Problem: Tell how many lines of the material below hold "followed". The reply is that number alone.

━━━ Records shown

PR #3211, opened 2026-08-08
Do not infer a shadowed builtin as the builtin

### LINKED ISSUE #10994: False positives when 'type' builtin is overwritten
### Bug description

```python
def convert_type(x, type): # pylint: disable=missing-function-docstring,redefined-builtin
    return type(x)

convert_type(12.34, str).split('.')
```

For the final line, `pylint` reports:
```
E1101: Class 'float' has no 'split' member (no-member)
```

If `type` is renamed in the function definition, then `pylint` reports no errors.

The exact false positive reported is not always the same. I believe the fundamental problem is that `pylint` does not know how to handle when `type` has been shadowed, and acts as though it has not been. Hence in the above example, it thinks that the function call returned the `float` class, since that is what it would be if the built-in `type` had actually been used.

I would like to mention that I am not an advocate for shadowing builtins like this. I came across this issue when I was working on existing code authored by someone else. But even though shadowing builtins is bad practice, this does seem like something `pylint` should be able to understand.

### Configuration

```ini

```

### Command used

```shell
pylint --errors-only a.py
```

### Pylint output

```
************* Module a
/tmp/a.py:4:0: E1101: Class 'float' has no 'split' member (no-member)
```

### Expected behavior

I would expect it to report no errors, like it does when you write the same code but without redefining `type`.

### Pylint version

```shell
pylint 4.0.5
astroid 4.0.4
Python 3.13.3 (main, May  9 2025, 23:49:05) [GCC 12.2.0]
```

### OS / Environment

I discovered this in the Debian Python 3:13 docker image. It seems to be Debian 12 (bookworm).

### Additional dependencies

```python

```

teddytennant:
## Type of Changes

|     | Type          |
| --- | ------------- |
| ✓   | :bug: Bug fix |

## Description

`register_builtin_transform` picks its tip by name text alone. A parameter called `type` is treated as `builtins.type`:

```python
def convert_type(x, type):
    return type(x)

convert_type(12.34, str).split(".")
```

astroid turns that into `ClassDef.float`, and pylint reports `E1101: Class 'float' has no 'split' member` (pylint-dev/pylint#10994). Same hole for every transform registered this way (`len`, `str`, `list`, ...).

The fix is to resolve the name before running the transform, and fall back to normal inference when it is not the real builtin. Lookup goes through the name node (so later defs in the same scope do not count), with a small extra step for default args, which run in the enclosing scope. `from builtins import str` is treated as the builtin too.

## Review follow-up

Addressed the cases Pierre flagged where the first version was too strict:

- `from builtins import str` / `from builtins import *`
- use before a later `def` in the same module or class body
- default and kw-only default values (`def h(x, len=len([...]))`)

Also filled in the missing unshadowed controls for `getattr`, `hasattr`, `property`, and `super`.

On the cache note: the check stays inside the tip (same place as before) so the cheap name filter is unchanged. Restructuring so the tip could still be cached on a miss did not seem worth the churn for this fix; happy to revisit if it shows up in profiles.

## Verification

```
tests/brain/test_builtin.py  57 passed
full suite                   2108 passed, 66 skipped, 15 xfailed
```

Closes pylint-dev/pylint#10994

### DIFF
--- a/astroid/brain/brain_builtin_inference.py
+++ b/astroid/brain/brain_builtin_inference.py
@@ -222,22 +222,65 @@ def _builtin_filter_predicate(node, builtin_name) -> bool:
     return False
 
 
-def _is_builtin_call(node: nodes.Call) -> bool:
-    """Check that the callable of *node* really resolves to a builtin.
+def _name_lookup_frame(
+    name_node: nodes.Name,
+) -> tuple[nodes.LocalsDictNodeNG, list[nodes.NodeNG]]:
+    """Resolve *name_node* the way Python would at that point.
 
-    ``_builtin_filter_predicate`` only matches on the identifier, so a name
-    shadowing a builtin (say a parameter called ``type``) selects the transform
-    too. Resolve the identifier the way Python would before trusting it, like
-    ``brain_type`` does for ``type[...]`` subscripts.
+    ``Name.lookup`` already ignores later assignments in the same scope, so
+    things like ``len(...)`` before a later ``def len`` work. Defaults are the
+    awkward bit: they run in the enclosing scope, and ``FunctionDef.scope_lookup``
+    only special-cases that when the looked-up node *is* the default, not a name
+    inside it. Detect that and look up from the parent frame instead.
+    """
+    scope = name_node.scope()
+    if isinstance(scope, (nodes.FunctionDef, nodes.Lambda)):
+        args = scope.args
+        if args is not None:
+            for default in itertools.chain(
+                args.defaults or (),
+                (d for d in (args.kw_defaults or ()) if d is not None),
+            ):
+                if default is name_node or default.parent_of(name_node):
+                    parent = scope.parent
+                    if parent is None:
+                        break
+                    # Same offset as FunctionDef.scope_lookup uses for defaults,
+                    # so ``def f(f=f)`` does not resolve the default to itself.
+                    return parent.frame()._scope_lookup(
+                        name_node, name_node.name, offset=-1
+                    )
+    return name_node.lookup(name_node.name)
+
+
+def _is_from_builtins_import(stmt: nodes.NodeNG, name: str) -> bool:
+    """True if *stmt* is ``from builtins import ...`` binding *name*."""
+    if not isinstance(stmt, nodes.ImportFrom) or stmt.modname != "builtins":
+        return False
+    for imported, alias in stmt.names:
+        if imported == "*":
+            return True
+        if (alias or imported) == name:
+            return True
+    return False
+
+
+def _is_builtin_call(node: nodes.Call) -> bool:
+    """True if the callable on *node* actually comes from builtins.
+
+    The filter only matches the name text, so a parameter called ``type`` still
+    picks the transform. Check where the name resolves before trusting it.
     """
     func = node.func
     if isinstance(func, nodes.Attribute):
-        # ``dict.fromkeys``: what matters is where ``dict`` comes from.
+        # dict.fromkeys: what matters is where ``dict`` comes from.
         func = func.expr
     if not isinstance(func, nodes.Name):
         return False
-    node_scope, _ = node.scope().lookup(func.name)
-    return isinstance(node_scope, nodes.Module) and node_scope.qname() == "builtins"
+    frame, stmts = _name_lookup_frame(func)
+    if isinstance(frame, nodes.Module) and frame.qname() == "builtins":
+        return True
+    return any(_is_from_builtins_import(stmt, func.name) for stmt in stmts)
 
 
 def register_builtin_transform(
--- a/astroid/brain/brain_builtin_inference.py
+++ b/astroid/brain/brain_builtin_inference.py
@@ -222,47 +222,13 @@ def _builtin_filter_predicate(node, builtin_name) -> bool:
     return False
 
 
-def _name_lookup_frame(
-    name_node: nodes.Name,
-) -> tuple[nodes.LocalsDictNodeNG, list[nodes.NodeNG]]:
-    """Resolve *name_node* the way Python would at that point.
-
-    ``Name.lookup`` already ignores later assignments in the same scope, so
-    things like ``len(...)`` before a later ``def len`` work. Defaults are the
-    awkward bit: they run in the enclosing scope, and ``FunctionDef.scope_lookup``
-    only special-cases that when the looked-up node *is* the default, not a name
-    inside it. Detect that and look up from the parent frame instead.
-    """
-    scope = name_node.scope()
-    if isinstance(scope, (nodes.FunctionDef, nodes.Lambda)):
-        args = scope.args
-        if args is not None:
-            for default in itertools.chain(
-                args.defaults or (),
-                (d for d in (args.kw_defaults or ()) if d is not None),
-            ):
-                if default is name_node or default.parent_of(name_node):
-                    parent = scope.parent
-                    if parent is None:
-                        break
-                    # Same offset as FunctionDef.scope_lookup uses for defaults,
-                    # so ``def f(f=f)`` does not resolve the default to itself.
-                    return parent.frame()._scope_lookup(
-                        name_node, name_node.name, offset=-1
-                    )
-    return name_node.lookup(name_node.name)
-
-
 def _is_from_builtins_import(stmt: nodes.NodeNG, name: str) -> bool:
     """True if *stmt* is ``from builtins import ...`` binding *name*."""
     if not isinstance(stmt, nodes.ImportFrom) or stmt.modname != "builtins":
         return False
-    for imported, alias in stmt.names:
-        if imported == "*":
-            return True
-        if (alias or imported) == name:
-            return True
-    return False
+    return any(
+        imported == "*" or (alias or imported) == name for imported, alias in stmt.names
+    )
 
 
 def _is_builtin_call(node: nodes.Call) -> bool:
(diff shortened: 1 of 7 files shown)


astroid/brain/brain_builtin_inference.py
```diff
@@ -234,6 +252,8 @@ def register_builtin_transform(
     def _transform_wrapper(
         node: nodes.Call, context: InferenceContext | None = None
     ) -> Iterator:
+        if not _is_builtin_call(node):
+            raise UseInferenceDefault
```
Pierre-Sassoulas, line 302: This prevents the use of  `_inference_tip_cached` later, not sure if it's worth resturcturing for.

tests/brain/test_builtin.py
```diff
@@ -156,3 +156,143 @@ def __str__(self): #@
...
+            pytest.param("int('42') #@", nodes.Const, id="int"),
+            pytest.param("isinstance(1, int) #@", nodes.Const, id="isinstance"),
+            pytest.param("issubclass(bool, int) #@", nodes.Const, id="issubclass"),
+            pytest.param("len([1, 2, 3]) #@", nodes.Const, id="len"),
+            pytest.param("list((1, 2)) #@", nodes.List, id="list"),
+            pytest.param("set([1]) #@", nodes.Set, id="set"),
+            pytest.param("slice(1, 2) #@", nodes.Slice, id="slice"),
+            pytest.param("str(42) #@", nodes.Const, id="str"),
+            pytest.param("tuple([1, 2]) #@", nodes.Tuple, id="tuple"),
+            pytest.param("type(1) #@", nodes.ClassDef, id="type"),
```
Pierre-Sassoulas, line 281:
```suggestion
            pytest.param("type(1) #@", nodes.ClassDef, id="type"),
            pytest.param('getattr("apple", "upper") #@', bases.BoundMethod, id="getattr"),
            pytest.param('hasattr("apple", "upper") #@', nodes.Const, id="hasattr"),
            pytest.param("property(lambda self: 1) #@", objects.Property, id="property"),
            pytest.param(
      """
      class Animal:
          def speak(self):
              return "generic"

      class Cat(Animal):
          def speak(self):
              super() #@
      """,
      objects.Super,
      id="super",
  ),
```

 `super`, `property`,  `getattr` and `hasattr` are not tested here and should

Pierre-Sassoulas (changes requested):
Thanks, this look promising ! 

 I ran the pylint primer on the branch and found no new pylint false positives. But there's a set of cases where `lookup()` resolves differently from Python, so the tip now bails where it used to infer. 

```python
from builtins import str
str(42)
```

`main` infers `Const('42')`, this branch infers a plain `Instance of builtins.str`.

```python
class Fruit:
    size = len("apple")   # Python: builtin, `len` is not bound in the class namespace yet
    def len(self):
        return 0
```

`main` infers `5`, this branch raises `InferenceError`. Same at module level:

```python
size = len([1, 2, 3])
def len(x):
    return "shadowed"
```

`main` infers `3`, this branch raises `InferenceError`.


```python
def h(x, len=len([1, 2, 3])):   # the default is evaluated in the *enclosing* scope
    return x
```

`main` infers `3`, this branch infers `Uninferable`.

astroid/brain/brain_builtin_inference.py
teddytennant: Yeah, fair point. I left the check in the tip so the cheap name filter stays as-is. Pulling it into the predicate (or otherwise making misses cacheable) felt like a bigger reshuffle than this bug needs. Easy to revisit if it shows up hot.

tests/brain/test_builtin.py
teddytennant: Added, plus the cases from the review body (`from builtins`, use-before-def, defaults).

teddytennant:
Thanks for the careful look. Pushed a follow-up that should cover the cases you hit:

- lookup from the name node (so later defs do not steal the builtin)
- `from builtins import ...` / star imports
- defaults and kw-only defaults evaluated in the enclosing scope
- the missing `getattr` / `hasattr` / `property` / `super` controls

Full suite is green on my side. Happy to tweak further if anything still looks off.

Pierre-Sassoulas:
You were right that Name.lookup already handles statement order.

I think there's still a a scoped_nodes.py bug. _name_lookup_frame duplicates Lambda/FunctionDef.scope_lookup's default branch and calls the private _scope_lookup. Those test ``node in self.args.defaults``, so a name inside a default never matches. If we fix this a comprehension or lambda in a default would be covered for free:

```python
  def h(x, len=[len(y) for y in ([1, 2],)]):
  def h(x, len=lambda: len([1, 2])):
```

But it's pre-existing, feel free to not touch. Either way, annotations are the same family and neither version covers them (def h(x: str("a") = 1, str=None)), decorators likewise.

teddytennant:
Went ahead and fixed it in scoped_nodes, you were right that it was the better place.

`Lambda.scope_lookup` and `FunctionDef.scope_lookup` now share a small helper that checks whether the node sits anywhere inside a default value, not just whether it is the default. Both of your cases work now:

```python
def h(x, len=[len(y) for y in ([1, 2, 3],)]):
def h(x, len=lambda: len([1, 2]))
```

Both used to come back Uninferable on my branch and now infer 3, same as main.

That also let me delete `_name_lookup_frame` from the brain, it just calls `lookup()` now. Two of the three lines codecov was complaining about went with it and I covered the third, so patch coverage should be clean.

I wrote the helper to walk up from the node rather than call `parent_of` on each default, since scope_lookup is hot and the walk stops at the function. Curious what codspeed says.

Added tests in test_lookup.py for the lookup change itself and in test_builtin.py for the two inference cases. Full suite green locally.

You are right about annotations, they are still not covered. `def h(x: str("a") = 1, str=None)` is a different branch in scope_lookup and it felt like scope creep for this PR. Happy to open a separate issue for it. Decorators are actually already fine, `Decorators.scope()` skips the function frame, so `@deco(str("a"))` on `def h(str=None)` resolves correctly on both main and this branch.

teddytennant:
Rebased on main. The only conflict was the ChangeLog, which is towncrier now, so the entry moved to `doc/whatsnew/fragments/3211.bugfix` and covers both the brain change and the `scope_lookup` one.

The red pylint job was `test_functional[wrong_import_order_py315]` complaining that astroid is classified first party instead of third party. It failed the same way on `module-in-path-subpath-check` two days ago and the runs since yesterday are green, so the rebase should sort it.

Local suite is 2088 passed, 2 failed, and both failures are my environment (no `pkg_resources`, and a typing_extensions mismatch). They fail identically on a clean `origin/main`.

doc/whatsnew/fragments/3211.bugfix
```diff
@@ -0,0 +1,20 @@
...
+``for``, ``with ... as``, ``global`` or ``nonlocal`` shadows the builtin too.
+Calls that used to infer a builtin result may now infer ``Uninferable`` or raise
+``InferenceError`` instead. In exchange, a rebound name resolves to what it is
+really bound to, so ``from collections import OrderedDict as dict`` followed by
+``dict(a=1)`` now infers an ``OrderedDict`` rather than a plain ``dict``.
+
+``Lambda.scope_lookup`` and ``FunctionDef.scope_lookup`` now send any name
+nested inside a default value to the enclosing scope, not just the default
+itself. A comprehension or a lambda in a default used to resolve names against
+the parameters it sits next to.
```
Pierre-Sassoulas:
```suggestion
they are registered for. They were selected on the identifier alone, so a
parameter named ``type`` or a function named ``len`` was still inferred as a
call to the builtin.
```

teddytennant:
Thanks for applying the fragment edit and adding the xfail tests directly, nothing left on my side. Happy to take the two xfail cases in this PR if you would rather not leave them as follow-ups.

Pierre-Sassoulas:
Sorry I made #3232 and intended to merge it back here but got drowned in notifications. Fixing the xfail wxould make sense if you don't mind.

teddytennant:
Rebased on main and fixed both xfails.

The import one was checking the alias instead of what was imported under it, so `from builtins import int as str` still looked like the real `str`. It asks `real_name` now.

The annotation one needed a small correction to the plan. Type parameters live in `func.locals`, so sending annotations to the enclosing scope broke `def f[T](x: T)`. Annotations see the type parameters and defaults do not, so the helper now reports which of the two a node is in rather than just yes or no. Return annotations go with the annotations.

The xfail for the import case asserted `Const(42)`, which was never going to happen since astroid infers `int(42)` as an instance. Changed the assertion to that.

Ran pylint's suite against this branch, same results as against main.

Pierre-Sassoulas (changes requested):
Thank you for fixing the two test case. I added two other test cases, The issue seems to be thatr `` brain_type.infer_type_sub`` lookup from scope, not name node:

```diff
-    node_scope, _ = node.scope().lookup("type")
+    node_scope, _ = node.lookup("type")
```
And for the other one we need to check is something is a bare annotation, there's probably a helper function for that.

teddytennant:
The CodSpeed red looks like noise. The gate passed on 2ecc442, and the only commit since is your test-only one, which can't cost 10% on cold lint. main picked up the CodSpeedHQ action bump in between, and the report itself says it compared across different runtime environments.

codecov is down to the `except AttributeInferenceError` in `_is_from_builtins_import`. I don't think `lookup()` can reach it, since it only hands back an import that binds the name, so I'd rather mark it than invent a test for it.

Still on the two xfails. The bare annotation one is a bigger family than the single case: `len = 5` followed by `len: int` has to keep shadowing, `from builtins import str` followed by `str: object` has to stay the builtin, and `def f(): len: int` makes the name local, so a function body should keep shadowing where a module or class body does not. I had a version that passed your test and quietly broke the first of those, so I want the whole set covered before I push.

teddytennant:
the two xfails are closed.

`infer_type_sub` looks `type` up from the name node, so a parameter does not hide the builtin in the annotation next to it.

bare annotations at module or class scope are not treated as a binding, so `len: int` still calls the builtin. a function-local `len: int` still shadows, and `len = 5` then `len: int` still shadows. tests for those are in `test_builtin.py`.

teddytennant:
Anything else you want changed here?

━━━━━━

Task answer: 2